Giants Stumble in April– But Here’s Why It’s Temporary

The San Francisco Giants had no idea the Dog Days of August would make an ugly guest appearance in late April.

A promising 13-7 record kicked off the 2013 season but that delicious ice cream cake quickly melted into a sticky 13-12 mess, courtesy of the Giants' current 5 game losing streak. For diehard fans, stamp the word "Titanic" on the outside of AT&T Park, sprinkle some ice cubes on the ground and many would feel the disaster is complete.

First, San Francisco's celebrated starters seem to be giving up more runs than Caribbean cruise line passengers. And the offense has dipped to 4.28 runs per game. If that number doesn't change Giants' players will have to contact StubHub to attend October baseball.  

Of course the local sport talk radio waves are awash with the kind of desperate, delusional rantings you'd normally expect to hear either from a locked psychiatric facility or Chicago Cub fans. "Trade Lincecum", "move Brandon Crawford to clean-up", "bring Brett Pill up from the Minors to play 1st base", "dump Scutaro".

Someone needs to tell Bruce Bochy to stop calling the talk shows.

But there's good news. Actually great news. Even a brief peek at the numbers beyond wins/losses and Matt Cain's  0-2 6.59 ERA start suggests the San Francisco Giants are having a temporary hic-cup and will shortly rearrange the deck chairs in the National League West.

April Pitching
San Francisco's pitchers have put up a 1.22 WHIP, third best among sixteen National League Clubs. Their strikeouts to walks ratio is 2.86, second only to the Reds (3.52). Which means they're pitching really well and an uptweak in run support will have a huge impact on their win-loss lines.

And the bullpen? Giants relievers are doing their usual outstanding work: 4th in WHIP (1.12) among 30 Major League teams and 4th in ERA (2.62) in the NL. Pittsburgh's bullpen leads the Majors with a 1.09 WHIP and the Atlanta bullpen leads the Majors with a 2.18 ERA.

Bottom line here: sure, Matt Cain and Ryan Vogelsong may have a combined 1-4 record, but Madison Bumgarner and Barry Zito are 6-1. When Cain and Vogelsong start to come around National League hitters will have to pad their stats somewhere other than AT&T Park the rest of the season.   

April Run Scoring
In their first 25 games of the season the Giants have had 16 games decided by 2 runs or less, 10 games by 1 run. While San Francisco batters are 6th in the National League in runs scored with 107 (Colorado has 127), there are several offensive problems that need to be fixed sooner than later.

Since the 2010 Championship season, the Giants' offensive has been built around extra base hits. Just enough home runs, but a boatload of doubles and triples to drive the offensive engine. In 2010, the Giants were 7th in NL XBH with 475; in 2012 they came in at 9th with 447.

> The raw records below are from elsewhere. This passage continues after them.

PR #3225, opened 2015-10-22
Add paper-theme.

cadadr:
Paper is a simple little theme.

### DIFF
--- a/recipes/paper-theme
+++ b/recipes/paper-theme
@@ -1,0 +1,1 @@
+(paper-theme :fetcher github :repo "cadadr/paper-theme")


purcell:
A few issues here:

- The first line is invalid. Needs `;;;` and `---`, not `;;` and `--`: use `flycheck-package` to check this, or `M-: (package-buffer-info)`
- The `Package-Requires` line is invalid: each entry is a `(name "number")` list, not a `(name . "number")` cons cell
- Don't set the font family on behalf of the user - this is inconsiderate, and users can always enable `buffer-face-mode` in org buffers to get sans-serif fonts
- You're not only loading all of `org` when the theme is loaded (that's bad!), but you're also setting `org-hide-leading-stars` at a global level, which a theme has no business doing. :-)

Hope that helps,
-Steve

cadadr:
Thanks for the feedback. My bad not cleaning it up before exporting from my repo, sorry. I've now pushed some commits that target the issues you point to. I may update if there are any other mistakes that I haven't noticed.

purcell:
:+1: Looks great now, thanks.

cadadr:
:+1:  Thanks

PR #3228, opened 2015-10-22
Add recipe for company-qml

cute-jumper:
company-qml is a company-backend for QML files. It is usable although its implementation is very naive at the moment.

https://github.com/cute-jumper/company-qml


purcell:
Thanks!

Currently San Francisco's offense ranks 27th among 30 MLB teams in extra base hits with 60. That projects out to 388 for the year and that would define an offensive collapse.

Marco Scutaro (.215/.260/.269) and Brandon Belt (.231/.287/.321) have had slow starts to the season with the predictable impact on run scoring. But time and ABs will eventually bring Scutaro and Belt back as productive hitters.

Meanwhile Angel Pagan (.280, 19 runs), Pablo Sandoval (.812 OPS, 19 RBI), Buster Posey (.877 OPS, 10 XBH), and Hunter Pence (13 RBI, 9 XBH) have been excellent in April, and Brandon Crawford has had a stunning start (.907 OPS, 14 RBI, 11 XBH).

So this is not a systemic line-up crisis.

The Problem
The problem is left field, where the tandem of Gregor Blanco (.664 OPS, 6 RS) and Andres Torres (.587 OPS, .260 OBP) are just dragging the offense down.

Although part time players, Torres and Blanco have already grounded into 5 double plays this season (Michael Young of the Phillies leads the NL with 6 GDP).

Successful teams use left field as a high run-production position because you can put an average defensive player in left and not be hurt. For San Francisco, left field is the weakest link in their hitting attack and one they can't afford to sustain.

A large number of those extra base hits the Giants depend on getting each year should be coming from left field, and right now it's a black hole. That's something that Brian Sabean will have to address before the trading deadline, or sooner if an opportunity comes up.

Because this thing ain't getting any easier. The upcoming May schedule is going to be a tough test of this team's grit and talent– they have 11 games against baseball's best teams: Atlanta (4), Oakland (4), the Nationals (3); and also the Dodgers (3).

So we will know a lot more about the 2013 San Francisco Giants on June 1st.